- **YOUR TASK**:
Report every line of the listing below in which the string "CGATTTCTG" occurs.

━━━━━ DATA TO EXAMINE

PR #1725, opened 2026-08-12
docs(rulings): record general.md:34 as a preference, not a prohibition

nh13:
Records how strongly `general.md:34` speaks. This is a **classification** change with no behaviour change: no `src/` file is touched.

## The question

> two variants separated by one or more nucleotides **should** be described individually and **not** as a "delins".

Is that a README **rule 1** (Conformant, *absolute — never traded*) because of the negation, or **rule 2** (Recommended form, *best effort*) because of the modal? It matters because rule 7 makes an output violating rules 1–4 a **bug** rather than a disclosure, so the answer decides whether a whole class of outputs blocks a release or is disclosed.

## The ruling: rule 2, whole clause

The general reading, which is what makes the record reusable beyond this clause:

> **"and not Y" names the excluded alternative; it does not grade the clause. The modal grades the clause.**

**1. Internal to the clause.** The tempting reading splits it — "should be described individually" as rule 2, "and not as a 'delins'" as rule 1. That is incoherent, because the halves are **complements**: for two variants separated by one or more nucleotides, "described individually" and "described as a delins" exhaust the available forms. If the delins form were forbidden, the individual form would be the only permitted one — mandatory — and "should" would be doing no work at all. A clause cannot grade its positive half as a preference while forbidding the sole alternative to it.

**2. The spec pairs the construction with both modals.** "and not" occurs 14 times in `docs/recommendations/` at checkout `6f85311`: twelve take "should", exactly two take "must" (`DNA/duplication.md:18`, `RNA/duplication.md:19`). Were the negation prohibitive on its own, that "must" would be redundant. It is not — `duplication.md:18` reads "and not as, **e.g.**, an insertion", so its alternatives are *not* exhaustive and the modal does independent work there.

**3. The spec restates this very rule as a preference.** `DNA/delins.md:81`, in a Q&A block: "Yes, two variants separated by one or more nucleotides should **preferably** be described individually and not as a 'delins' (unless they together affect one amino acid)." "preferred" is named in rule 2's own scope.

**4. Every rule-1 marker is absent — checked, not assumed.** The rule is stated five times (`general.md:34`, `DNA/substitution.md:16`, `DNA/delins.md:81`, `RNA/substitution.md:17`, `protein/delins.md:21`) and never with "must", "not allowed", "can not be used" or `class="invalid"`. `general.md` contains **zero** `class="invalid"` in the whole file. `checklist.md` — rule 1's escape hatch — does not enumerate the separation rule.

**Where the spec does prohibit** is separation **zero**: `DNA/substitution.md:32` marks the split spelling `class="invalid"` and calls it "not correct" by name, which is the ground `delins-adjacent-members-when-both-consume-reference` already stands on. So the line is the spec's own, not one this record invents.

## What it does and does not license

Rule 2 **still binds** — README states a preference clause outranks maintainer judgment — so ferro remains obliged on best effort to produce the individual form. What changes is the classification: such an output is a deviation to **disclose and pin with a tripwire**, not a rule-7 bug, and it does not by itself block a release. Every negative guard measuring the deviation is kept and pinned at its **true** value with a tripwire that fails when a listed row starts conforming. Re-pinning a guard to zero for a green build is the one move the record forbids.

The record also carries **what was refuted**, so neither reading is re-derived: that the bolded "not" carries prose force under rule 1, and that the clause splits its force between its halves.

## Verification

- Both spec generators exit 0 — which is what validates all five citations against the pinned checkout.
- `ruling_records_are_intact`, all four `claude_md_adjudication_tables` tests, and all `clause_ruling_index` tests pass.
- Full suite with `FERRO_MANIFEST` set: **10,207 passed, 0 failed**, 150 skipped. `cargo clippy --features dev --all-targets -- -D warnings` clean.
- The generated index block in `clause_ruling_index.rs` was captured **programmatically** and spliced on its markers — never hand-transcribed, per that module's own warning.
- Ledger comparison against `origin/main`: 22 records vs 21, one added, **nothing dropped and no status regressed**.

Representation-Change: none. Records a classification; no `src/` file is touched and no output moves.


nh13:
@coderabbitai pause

━━━━━━━━━━
━━━━━ DATA TO EXAMINE

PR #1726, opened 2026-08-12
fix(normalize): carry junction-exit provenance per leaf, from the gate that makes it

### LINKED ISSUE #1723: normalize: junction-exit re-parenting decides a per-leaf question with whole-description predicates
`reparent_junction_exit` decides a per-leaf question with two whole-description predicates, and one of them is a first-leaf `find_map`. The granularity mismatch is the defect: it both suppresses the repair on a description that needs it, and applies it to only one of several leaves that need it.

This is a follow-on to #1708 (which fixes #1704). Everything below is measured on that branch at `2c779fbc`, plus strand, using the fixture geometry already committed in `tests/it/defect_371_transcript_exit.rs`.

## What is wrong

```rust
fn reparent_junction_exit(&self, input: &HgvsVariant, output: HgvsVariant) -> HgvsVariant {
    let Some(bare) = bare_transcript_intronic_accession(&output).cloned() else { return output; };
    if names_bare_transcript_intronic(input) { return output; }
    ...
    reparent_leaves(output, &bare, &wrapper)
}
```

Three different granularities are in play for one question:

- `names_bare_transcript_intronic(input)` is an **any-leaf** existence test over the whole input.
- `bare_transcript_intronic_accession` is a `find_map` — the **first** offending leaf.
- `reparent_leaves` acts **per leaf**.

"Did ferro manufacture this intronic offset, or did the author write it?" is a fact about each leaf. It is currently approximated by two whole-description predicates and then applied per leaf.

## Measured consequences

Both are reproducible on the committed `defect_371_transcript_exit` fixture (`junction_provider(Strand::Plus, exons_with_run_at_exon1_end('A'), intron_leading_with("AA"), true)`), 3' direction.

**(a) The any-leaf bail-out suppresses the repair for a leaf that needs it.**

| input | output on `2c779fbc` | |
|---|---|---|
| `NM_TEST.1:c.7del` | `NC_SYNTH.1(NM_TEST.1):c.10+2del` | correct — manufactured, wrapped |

━━━━━━━━━━
━━━━━ DATA TO EXAMINE

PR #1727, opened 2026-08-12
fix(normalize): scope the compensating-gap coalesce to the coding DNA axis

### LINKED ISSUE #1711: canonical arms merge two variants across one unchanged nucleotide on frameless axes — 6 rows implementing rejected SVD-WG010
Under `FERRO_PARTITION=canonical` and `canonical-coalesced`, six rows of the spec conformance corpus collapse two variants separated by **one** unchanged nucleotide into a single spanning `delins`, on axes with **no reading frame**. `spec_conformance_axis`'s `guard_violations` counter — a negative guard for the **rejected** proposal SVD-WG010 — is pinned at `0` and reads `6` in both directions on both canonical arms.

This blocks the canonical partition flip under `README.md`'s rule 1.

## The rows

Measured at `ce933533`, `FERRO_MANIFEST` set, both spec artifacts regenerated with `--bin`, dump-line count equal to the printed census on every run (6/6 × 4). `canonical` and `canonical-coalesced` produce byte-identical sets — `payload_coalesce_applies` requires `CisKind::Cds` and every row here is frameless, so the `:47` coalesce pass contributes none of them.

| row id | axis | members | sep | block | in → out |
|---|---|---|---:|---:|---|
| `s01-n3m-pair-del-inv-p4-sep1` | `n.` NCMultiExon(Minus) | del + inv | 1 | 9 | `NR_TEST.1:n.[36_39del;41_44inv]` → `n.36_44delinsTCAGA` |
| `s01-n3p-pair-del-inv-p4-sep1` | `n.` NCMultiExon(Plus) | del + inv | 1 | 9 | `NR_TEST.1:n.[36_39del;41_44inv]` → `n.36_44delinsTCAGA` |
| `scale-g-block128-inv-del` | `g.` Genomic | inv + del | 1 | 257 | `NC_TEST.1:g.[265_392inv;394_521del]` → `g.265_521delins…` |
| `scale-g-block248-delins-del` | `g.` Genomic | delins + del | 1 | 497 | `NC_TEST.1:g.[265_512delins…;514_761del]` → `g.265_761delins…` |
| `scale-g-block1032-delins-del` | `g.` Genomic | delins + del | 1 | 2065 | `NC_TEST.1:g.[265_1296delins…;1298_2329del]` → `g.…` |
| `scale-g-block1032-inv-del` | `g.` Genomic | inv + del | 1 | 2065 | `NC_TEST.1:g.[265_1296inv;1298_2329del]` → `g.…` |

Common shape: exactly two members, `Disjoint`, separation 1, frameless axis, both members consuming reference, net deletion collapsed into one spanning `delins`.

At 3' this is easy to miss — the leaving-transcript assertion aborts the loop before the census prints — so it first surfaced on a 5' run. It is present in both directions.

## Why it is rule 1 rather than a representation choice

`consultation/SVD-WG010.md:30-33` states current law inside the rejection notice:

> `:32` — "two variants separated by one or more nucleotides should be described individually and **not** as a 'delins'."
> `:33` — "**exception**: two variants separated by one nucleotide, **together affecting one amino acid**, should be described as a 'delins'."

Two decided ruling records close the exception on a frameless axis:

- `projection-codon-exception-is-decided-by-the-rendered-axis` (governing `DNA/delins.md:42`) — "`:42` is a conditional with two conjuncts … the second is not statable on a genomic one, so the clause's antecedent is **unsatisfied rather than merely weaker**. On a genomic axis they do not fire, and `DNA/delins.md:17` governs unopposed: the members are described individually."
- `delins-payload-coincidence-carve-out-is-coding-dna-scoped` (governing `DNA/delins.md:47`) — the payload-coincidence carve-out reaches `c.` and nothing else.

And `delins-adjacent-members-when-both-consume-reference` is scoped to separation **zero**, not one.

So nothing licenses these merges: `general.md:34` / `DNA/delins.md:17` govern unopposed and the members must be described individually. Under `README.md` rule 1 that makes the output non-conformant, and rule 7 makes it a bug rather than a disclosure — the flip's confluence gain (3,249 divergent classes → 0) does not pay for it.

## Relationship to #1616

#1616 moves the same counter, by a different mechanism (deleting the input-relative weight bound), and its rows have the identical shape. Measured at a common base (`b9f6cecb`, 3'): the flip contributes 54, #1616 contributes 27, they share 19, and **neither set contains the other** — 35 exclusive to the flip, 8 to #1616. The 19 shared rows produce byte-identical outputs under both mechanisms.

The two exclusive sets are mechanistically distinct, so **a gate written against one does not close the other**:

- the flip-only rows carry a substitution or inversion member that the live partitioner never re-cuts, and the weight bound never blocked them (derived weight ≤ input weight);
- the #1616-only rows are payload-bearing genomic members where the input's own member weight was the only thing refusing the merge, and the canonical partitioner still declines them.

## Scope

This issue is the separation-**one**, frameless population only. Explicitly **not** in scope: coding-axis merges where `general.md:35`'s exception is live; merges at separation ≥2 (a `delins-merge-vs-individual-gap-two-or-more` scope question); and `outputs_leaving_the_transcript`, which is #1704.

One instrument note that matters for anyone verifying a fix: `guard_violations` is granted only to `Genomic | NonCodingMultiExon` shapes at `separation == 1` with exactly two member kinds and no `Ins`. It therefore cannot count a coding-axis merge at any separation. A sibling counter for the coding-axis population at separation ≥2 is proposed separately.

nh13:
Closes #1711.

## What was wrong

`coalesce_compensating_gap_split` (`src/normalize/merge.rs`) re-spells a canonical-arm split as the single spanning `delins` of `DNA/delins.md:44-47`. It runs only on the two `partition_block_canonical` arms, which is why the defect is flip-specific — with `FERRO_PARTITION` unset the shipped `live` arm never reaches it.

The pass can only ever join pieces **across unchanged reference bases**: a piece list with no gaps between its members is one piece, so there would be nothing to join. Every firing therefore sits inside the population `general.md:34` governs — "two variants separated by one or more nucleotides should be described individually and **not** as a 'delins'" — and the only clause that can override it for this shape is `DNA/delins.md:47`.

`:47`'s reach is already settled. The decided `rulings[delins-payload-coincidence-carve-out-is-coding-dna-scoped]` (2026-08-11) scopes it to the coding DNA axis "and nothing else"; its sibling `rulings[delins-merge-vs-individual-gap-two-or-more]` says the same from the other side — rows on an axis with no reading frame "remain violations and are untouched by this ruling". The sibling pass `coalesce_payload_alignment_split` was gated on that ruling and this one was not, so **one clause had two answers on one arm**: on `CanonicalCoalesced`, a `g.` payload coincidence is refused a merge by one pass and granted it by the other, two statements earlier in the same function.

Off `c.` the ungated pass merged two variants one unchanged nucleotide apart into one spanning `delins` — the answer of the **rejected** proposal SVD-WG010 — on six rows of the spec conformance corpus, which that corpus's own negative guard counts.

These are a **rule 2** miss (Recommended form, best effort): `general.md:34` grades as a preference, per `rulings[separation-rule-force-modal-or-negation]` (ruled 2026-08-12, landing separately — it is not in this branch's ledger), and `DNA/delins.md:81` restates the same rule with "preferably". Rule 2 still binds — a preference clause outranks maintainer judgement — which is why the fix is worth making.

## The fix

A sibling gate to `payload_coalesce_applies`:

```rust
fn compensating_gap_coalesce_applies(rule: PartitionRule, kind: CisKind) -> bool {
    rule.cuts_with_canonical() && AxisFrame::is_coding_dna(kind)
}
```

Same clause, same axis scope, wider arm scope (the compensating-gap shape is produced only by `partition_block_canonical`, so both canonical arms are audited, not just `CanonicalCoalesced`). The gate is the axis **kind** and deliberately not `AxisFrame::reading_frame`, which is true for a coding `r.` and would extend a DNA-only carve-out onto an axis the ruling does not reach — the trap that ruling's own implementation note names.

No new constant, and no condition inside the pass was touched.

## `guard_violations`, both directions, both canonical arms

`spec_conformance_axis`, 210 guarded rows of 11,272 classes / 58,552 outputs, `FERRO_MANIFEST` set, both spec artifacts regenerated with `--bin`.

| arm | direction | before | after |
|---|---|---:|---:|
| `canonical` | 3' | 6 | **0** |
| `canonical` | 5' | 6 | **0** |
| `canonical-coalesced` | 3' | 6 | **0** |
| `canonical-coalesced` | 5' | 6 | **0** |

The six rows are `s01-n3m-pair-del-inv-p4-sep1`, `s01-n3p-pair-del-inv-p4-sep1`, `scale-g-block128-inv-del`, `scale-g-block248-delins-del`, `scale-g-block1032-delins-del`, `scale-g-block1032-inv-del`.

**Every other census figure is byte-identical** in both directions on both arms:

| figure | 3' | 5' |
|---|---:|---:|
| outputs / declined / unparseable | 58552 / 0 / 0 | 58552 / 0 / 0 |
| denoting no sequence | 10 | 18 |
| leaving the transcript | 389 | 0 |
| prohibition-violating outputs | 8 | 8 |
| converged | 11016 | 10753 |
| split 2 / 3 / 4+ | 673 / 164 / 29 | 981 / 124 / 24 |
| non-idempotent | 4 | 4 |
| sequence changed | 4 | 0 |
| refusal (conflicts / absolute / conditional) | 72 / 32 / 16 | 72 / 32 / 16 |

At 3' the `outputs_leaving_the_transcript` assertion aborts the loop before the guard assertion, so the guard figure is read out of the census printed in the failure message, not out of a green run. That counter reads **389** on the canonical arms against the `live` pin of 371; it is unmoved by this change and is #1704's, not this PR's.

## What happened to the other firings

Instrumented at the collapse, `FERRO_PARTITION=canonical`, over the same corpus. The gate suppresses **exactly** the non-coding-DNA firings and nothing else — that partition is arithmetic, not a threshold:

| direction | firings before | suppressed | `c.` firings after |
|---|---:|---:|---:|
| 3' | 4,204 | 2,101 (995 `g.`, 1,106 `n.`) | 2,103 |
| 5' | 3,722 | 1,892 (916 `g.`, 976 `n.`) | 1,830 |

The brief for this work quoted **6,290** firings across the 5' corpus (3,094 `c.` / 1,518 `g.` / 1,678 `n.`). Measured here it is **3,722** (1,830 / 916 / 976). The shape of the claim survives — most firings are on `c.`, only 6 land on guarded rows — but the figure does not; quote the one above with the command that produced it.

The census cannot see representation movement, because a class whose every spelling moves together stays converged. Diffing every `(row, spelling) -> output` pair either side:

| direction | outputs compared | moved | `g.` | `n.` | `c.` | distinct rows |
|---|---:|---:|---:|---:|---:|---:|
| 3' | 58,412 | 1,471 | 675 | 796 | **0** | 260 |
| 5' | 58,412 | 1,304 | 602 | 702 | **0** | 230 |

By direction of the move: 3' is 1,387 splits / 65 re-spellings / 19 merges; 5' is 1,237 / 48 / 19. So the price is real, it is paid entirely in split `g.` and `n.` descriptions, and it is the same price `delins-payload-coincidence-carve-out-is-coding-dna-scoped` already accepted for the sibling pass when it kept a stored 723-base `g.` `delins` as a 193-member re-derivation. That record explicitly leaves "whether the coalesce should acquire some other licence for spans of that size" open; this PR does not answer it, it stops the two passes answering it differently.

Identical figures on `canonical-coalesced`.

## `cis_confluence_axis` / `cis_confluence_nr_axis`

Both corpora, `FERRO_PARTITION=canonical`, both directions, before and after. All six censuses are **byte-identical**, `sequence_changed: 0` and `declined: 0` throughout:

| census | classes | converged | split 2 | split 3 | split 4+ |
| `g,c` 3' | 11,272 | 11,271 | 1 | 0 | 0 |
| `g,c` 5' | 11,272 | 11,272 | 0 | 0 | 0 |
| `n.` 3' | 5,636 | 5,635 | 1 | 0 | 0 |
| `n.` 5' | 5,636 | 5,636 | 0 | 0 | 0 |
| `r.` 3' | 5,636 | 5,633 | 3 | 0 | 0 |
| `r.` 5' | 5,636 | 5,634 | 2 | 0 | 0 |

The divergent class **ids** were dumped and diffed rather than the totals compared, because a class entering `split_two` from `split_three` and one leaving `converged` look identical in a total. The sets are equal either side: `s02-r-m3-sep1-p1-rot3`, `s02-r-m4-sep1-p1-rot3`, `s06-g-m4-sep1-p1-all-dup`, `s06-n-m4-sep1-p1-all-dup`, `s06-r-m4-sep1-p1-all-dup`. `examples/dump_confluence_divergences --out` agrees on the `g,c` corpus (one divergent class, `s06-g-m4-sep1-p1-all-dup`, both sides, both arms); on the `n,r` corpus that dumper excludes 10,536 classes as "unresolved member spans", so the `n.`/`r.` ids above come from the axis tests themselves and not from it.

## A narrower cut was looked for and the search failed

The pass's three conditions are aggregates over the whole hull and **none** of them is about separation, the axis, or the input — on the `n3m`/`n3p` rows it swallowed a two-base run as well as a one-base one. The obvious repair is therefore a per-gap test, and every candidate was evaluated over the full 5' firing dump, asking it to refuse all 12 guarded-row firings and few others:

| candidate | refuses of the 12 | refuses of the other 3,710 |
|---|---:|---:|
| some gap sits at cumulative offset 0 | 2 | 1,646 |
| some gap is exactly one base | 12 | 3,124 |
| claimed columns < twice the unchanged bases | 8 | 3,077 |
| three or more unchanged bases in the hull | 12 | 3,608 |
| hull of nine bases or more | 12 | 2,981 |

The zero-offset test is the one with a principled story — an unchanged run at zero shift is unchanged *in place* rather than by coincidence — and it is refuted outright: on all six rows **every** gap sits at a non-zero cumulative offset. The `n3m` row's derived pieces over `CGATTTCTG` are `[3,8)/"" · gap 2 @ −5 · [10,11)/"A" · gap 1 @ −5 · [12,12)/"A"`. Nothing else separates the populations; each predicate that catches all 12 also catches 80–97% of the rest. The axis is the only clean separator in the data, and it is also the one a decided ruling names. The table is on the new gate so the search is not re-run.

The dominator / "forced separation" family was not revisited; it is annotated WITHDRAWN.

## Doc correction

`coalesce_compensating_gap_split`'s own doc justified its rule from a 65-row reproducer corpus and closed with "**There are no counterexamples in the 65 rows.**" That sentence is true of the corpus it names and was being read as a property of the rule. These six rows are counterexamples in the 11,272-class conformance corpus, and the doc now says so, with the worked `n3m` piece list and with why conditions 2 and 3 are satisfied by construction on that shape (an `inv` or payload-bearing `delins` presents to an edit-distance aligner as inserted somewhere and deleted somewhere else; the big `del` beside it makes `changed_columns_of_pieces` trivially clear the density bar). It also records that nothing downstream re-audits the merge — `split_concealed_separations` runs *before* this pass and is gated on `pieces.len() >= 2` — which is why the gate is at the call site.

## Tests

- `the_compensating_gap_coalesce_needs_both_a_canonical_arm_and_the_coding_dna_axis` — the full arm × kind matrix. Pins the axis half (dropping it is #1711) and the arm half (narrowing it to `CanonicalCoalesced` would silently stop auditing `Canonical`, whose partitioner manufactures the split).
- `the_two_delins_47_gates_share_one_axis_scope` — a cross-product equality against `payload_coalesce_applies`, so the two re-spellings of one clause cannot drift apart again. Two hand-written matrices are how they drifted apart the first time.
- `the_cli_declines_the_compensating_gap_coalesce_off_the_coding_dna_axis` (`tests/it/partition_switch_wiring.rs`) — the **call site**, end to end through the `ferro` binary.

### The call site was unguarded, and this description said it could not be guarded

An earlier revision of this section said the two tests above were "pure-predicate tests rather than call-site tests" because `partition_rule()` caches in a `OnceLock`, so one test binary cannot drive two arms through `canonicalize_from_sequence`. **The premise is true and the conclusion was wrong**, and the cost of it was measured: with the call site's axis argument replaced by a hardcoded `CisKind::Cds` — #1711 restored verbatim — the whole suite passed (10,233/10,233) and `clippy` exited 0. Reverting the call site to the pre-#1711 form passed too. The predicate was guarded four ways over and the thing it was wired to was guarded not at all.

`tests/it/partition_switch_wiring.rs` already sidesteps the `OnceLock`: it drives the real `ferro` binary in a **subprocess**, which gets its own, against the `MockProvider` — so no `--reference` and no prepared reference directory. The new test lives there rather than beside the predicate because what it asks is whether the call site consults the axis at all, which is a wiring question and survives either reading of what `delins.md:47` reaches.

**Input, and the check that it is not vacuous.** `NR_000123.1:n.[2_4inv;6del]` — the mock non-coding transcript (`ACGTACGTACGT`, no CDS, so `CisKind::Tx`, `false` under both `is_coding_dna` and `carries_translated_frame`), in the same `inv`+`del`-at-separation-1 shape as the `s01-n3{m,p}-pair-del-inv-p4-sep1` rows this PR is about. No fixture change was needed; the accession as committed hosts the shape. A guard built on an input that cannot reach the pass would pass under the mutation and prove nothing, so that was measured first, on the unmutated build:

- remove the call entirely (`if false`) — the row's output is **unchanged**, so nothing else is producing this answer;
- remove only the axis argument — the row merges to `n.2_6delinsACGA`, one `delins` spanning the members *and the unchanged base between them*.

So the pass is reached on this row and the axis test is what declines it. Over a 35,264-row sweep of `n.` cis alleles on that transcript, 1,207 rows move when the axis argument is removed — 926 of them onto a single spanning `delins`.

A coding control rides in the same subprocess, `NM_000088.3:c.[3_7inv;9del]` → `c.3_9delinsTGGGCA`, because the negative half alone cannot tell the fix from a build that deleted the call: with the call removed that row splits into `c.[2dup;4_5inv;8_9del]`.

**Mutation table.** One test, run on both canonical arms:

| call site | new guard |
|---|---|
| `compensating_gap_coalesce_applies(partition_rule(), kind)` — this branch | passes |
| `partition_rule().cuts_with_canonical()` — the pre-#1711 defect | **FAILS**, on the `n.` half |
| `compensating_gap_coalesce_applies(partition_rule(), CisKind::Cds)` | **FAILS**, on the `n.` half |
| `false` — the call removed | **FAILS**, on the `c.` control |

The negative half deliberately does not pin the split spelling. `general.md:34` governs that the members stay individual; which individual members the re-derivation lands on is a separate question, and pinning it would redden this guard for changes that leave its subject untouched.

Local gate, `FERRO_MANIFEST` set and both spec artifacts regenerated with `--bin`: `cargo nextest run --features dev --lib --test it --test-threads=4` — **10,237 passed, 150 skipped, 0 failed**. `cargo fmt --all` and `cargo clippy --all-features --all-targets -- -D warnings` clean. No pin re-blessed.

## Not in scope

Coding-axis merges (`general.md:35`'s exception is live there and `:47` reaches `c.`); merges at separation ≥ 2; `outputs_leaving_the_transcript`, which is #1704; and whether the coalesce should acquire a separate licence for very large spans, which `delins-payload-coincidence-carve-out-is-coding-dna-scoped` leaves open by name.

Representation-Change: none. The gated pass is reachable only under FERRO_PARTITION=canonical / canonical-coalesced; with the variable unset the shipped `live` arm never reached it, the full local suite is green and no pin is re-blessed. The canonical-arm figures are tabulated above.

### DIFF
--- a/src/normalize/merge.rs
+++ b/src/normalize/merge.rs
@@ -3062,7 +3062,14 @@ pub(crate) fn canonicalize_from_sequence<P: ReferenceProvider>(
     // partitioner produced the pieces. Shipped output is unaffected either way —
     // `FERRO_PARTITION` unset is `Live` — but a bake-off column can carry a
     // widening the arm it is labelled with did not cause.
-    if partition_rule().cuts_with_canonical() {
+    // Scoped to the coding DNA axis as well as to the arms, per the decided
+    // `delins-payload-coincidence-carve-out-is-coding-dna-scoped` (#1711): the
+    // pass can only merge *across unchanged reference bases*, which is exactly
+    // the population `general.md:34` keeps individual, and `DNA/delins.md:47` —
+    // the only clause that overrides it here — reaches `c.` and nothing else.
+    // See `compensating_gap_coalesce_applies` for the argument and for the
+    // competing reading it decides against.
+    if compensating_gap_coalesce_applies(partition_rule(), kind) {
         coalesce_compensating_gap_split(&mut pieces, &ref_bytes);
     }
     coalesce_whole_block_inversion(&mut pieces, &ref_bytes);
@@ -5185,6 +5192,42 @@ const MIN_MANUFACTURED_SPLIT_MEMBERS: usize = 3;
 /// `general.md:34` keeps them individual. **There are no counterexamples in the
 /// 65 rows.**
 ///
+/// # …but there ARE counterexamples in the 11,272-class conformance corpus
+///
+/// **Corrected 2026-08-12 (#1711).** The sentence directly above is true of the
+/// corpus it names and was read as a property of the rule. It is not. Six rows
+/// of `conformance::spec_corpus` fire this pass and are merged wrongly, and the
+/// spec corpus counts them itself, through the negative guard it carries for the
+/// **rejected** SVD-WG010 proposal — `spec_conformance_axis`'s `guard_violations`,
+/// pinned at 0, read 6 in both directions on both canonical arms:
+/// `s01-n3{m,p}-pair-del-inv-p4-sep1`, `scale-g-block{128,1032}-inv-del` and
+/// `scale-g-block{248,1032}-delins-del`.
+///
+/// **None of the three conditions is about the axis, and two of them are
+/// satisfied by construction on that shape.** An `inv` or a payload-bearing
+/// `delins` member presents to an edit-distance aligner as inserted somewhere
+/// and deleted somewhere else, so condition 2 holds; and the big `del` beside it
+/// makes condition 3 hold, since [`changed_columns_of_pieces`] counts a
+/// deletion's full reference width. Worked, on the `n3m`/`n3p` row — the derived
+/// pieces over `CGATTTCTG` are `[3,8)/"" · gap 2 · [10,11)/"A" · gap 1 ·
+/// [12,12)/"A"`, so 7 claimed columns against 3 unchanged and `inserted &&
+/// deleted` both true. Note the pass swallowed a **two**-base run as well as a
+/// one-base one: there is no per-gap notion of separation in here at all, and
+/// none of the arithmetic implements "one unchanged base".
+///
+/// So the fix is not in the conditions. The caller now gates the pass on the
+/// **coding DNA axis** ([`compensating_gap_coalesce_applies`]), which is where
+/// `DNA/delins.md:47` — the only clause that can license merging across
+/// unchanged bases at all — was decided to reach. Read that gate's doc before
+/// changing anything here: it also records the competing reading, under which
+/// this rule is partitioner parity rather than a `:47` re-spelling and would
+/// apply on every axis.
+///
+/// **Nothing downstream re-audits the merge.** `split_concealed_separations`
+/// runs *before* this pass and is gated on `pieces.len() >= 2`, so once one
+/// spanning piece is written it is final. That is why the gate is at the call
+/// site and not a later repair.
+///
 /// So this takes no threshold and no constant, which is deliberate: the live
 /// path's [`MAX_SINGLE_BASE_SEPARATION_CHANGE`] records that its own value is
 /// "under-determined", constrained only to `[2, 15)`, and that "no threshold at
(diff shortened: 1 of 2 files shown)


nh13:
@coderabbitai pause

━━━━━━━━━━

- **SOLUTION TO THIS EXERCISE**:
The zero-offset test is the one with a principled story — an unchanged run at zero shift is unchanged *in place* rather than by coincidence — and it is refuted outright: on all six rows **every** gap sits at a non-zero cumulative offset. The `n3m` row's derived pieces over `CGATTTCTG` are `[3,8)/"" · gap 2 @ −5 · [10,11)/"A" · gap 1 @ −5 · [12,12)/"A"`. Nothing else separates the populations; each predicate that catches all 12 also catches 80–97% of the rest. The axis is the only clean separator in the data, and it is also the one a decided ruling names. The table is on the new gate so the search is not re-run.
+/// pieces over `CGATTTCTG` are `[3,8)/"" · gap 2 · [10,11)/"A" · gap 1 ·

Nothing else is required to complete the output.